Et puis j’aime bien avoir plusieurs livres sous le coude pour pouvoir choisir vers lequel je vais me diriger à la fin du précédent.
Rendez-vous pour le prochain billet dès que j’aurai terminé un nouveau livre…

Achetés mais pas encore lus…

« Je me souviens de l'ironie avec laquelle on répétait dans ma famille qu'enfant, je voulais tout. Pauvre naïve : naïve d'en avoir envie, naïve de croire que c'était possible et naïve de le dire. Naïve, je le suis restée et le revendique : have it all, vivre pleinement sa vie, ne pas renoncer avant d'avoir essayé. Aujourd’hui, je voudrais partager ce que j’ai vu et vécu, donner envie à d’autres femmes d’oser, de rêver et de changer le monde ».

L’actuelle directrice de l’ENA nous raconte son parcours, ses rencontres. Son histoire donne envie de ne renoncer à rien, de vivre pleinement sa vie de femme, de mère, de repenser nos rapports au travail, aux hommes et à la vie.

Un avocat est retrouvé mort dans des circonstances troubles au Crystal Palace, dans le sud-est de Londres. L’inspectrice Gemma James et son adjointe Melody Talbot, qui viennent d’être mutées à la brigade criminelle de Londres-sud, sont chargées de l’enquête. Jeux sexuels ayant mal tourné ou meurtre ? L’avocat n’était pas seul, et les deux enquêtrices découvrent que les acteurs du drame ne leurs sont pas tout à fait inconnus et qu’il faut préserver leur vie privée. La mission se complique encore lorsqu’un second meurtre survient. La recherche de la vérité conduira Gemma et Melody, épaulées en coulisse par Duncan Kincaid et Doug Cullen, à explorer des mondes qui leur sont étrangers et à remonter loin dans le passé pour dénouer le présent.

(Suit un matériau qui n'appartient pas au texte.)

PR #4837, opened 2021-03-18
webgui: lighttpd include directory for configuration

Greelan:
This PR is to replace #4833 and reflects the feedback as to the preferred approach outlined there. It is intended to address #4638 but in a more generic way that will allow configuration of other lighttpd modules

### DIFF
--- a/src/etc/inc/plugins.inc.d/webgui.inc
+++ b/src/etc/inc/plugins.inc.d/webgui.inc
@@ -261,8 +261,11 @@ EOD;
 ## modules to load
 server.modules              =   (
   "mod_access", "mod_expire", "mod_deflate", "mod_redirect", "mod_setenv",
-  "mod_cgi", "mod_fastcgi","mod_alias", "mod_rewrite", "mod_openssl" {$lighty_modules}
+  "mod_cgi", "mod_fastcgi", "mod_alias", "mod_rewrite", "mod_openssl" {$lighty_modules}
 )
+
+## additional optional modules to load or additional module configurations
+$lighty_config .= "include \"/usr/local/etc/lighttpd_webgui/conf.d/*.conf\"\n";
 
 server.max-keep-alive-requests = 15
 server.max-keep-alive-idle = 30
--- a/src/etc/lighttpd_webgui/conf.d/README
+++ b/src/etc/lighttpd_webgui/conf.d/README
@@ -19,6 +19,10 @@ To use the functionality of this directory:
 
 - specify the relevant configurations for the module, according to the lighttpd documentation
 
-In some cases, the order in which modules are enabled by lighttpd is important, in which case you will need to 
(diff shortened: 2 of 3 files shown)


AdSchellevis:
@Greelan looks good, if @fichtner is also ok with this we can merge it to master

fichtner (approved):
Looks good. We should remove $lighty_modules post-merge using the same trick Ad suggested in the other PR.

Greelan:
Agree, as long as mod_accesslog is enabled in the order that it currently is through $lighty_modules. It needs to be enabled before mod_extforward, for example, or otherwise mod_extforward won't affect IP logging in the access log

Greelan:
One possible solution to the issue I raised in the comment on my last commit is to have three conf files in the include directory that have the default modules grouped into buckets (`01-default` for default modules that should be loaded first, `10-default` for those second, `20-default` for those last). This is in place of loading them directly in `webgui.inc`. Then a user has the option of including their own confs in the right order “between” those default confs, so that the correct order is achieved.

AdSchellevis:
@Greelan Thanks! In principle I'm not against moving more or less static sections to standard configuration files, it removes custom plumbing from the legacy code and is indeed easier to inject custom overwrites in between as needed (only for advanced users, handle with care :) ). The access log settings can easily be migrated to a jinja template.

Greelan:
@AdSchellevis I am happy to continue tinkering with this if I can get some guidance as to the preferred structure for the default modules and the jinja template - eg any similar structures that already exist for other packages that you could point me to?

AdSchellevis:
@Greelan I think syslog-ng sort of has a similar approach, we didn't refactor the ui pages, but did move the logic into Jinja templates (https://github.com/opnsense/core/tree/master/src/opnsense/service/templates/OPNsense/Syslog). There already is a spot for the web gui, since we generate the php requirements as well (https://github.com/opnsense/core/tree/master/src/opnsense/service/templates/OPNsense/WebGui). We could either add a submodule (subdirectory in there for the conf.d directory) or just start moving settings into a single file, although the first option is probably easiest to read and understand. 

So if you want to take a shot at it, go ahead, I'll try to review and comment when there's a PR.

fichtner:
I don’t mind a rework, but do we need to pick the central web GUI for this if we can already handle the drop ins now? ;)

MattElekHarris:
Is there a target version for this to be included in? Thanks for all your work!

Greelan:
I can't answer that, but you can install it (ie the drop-in directory configuration) now with `opnsense-patch bdf7409 f0e26fe`

MattElekHarris:
Awesome, thanks!

Greelan:
Actually, you might be better with `opnsense-patch 77d562f 24cca59`. The commits above were my original commits. I'm going to test just now

PR #4840, opened 2021-03-18
firmware/health.sh: refine missing/invalid signature message

knan-md:
To avoid self-contradictory output:

>>> Check installed kernel version
Version 21.1.3 is correct.
Cannot verify kernel: missing /usr/local/opnsense/version/kernel.mtree.sig
>>> Check for missing or altered kernel files
No problems detected.

Now we will instead get:

>>> Check installed kernel version
Version 21.1.3 is correct.
Cannot verify kernel: missing /usr/local/opnsense/version/kernel.mtree.sig

### DIFF
--- a/src/opnsense/scripts/firmware/health.sh
+++ b/src/opnsense/scripts/firmware/health.sh
@@ -86,8 +86,10 @@ set_check()
 
 	if [ ! -f ${FILE}.sig ]; then
 		echo "Cannot verify ${SET}: missing ${FILE}.sig" | ${TEE} ${LOCKFILE}
+		return
 	elif ! opnsense-verify -q ${FILE}; then
 		echo "Cannot verify ${SET}: invalid ${FILE}.sig" | ${TEE} ${LOCKFILE}
+		return
 	fi
 
 	echo ">>> Check for missing or altered ${SET} files" | ${TEE} ${LOCKFILE}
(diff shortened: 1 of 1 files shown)


fichtner:
In general I agree but the situation is a bit tricky: signature is missing but the mtree file may be there so you still need to run the check but complain about the signature. If there is no mtree file it makes sense to skip it entirely.

fichtner:
Sorry I stand corrected and that code is already there. We can't return here in both cases, but I'm happy to improve the wording.

knan-md:
Slightly disagree - I think running the check doesn't really make sense when you can't verify that the mtree file is from a trusted source. What are you then verifying?

fichtner:
If you have your own build and don't set up keys you can still run the mtree check without the signature. If the signature got corrupted by the file system you can still run your mtree check to see what other files are affected. If the mtree file is screwed so be it, but there is really no way to check for that without a valid signature which means mtree verification is and should still be best effort.

knan-md:
I take your point. How about this?

fichtner:
Looks promising. How about "hashes" -> "consistency check"? It's not just hash comparison, see mtree file snippet:

```
/set type=file uid=0 gid=0 mode=0555
kernel          type=dir mode=0755
    aac.ko      size=88904 \
                sha256digest=39c97b69bb0e78ca73c424f4beadfd249340fd9a99afaff70952aad4f71f8393
    aacraid.ko  size=83568 \
                sha256digest=c69df4c5ff970459c642dcbb3cd4599ad17215f1ca27caa197186d1e4e8daff7
```

knan-md:
Sure. Updated.

fichtner:
Merged, thanks!

PR #4846, opened 2021-03-19
fw categories: error if the category name is a number

kulikov-a:
Hi
javascript throws an error if rule is in one category and category name is a number
Thanks!

### DIFF
--- a/src/www/javascript/opnsense_legacy.js
+++ b/src/www/javascript/opnsense_legacy.js
@@ -191,7 +191,7 @@ function hook_firewall_categories() {
             let category_count = {};
             $(".rule").each(function(){
                 let row = $(this);
-                $(this).data('category').split(',').forEach(function(item){
+                $(this).data('category').toString().split(',').forEach(function(item){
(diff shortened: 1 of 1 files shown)


AdSchellevis:
@kulikov-a nice catch! it seems that statically defined data tags are type casted automatically, so `data-category="X" ` doesn't match type with `data-category="1" ` .

kulikov-a:
@AdSchellevis thanks!!
looks like a jquery featue (not sure if it's that good if the behavior cannot be changed inside the method): https://api.jquery.com/data/#data-html5

kulikov-a:
@AdSchellevis hm. sorry, after reading jquery docs once again..now I doubt, maybe it would be quite correct to replace with `$(this).attr('data-category').split(',').forEach` once $ can repeat it with boolean?

AdSchellevis:
@kulikov-a I think the toString() is safe enough to be honest

kulikov-a:
of course it should still work. thanks again )

PR #4853, opened 2021-03-21
Add new mirror in Russia

xshishkin:
Hi!

I propose to add a new mirror located in Russia.

Available protocols: http, https, rsync
Bandwidth: 200Mb/s
Country: Russia, Nizhny Novgorod
IPv4 — 95.79.25.1
IPv6 — 2a03:1ac0:5f4f:1901::6

Contact email — dmitry@shishkin.email

### DIFF
--- a/src/opnsense/mvc/app/controllers/OPNsense/Core/Api/repositories/opnsense.xml
+++ b/src/opnsense/mvc/app/controllers/OPNsense/Core/Api/repositories/opnsense.xml
@@ -29,6 +29,10 @@
             <description>Cloudfence (HTTPS, Sao Paulo, Brazil)</description>
         </mirror>
         <mirror>
+            <url>https://mirror.surf/opnsense</url>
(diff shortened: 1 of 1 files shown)


AdSchellevis:
@xshishkin we currently only add mirrors to the website, so people can manually add them in OPNsense if they want to use alternative sources. We don't always know if mirrors are being taken offline, which leads to quite some noise on our end keeping the mirrors file up to date. If you want your mirror to be added, just drop us an email at project at opnsense.org containing the name we should use.

xshishkin:
Thanks for the answer. Sent an e-mail request.

I understand that many volunteer mirrors quickly go offline... But I still suggest considering the option of adding a mirror to the general list, which has been active for more than six months or a year.

AdSchellevis:
I've just added it on our website (https://opnsense.org/download/), maybe in time we'll reconsider our mirror policy.

PR #4858, opened 2021-03-22
unbound: add option to validate server certificate

aque:
This PR adds an option for unbound to validate the certificates of DNS-over-TLS servers. Here is the relevant section from `man unbound.conf`:

```
If tls is enabled, then you can append a '#' and a
name, then it'll check the tls authentication certificates with
that name.  If you combine the '@' and '#', the '@' comes first.
```

I also took the opportunity to split the mask regex into IP, port, and name sections - and set a max of 64 entries for the field.

### DIFF
--- a/src/opnsense/mvc/app/controllers/OPNsense/Unbound/forms/miscellaneous.xml
+++ b/src/opnsense/mvc/app/controllers/OPNsense/Unbound/forms/miscellaneous.xml
@@ -13,6 +13,6 @@
         <type>select_multiple</type>
         <style>tokenize</style>
         <allownew>true</allownew>
-        <help>List of nameservers to use for DoT. Use syntax ip@port like 9.9.9.9@853</help>
+        <help>List of nameservers to use for DoT. Use syntax ip@port like 9.9.9.9@853 or ip@port#fqdn like 9.9.9.9@853#dns.quad9.net to validate the server certificate.</help>
     </field>
 </form>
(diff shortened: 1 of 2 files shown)


AdSchellevis:
It might be better to move these items into a grid layout so attributes can be validated separately, the input becomes a bit convoluted if we try to push multiple functional items into a single item. @mimugmail what do you think?

fichtner:
I think Michael and me talked about it. I also think that splitting these up makes sense, but requires migration and other work... it’s probably in the initial PR for DoT.

AdSchellevis:
It the plan is to split the values eventually, I think we should prevent increasing technical debt and leave this for now (convert to a ticket?).

fichtner:
Ok, move this back to core then? https://github.com/opnsense/plugins/issues/1778

AdSchellevis:
To be honest, a ticket describing what the functionality should do in relation to the existing feature would probably be better, but I see the overlap. 

Adding new plugins for unbound is probably not a great idea anyway. Maybe I can spend a bit of time somewhere before 21.7 to move settings around, although it will help to validate where this all fits in and if there's overlap with the exiting legacy pages....

mimugmail:
I believe I have a half-ready branch supporting grids, but it lacks migration script which @fichtner wanted to have a look at.
If you like I can rebase the PR from plugins to core (I guess I started work at plugins level)

AdSchellevis:
@mimugmail sure, the migration part shouldn't be very complicated, only question is if there's overlap with the existing legacy functionality which we should migrate in the same pass.

fichtner:
This was actually fixed in 21.7.

PR #4868, opened 2021-03-26
Firewall Rules: show loopback auto-rules

kulikov-a:
Hi!
ref. https://forum.opnsense.org/index.php?topic=22278.0
Probably more of a question than a request and definitely not urgent.
Now the "Automatically generated rules" 'pass loopback' and 'Pass all loopback IPv6' for the Loopback interface are not displayed in Firewall: Rules: Loopback.
confusing a little..
and it seems that this is due to that this rules is registered with the `loopback` interface, and the GET request goes with the value `if=lo0`.
if, for these rules, only `lo0->loopback` is mapped (not `lo` group)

« Envoûtée, comme enivrée, Marjorie l’était à nouveau en regardant l’homme et la femme onduler sous ses yeux. Leurs bras chantaient en canon. Leurs mains se croisaient à intervalles réguliers. Le mouvement était répété plusieurs fois, puis la musique s’emballait, et leur pas de deux se terminait par un porté de haute volée. Pour Marjorie, qui parlait la danse mieux que personne, la signification était très claire. Après une phase d’atermoiements, de faux-fuyants et de méfiance, l’homme et la femme faisaient le choix de la concorde, de l’harmonie. Ensemble, ils effaçaient le temps de l’incertitude. Ou, mieux, ils l’oubliaient. »

Ancienne danseuse étoile, Marjorie a fait ses adieux à la scène au moment où elle admire ce pas de deux. Elle vit avec Paul, une petite fille est née, et elle s’interroge sur son avenir.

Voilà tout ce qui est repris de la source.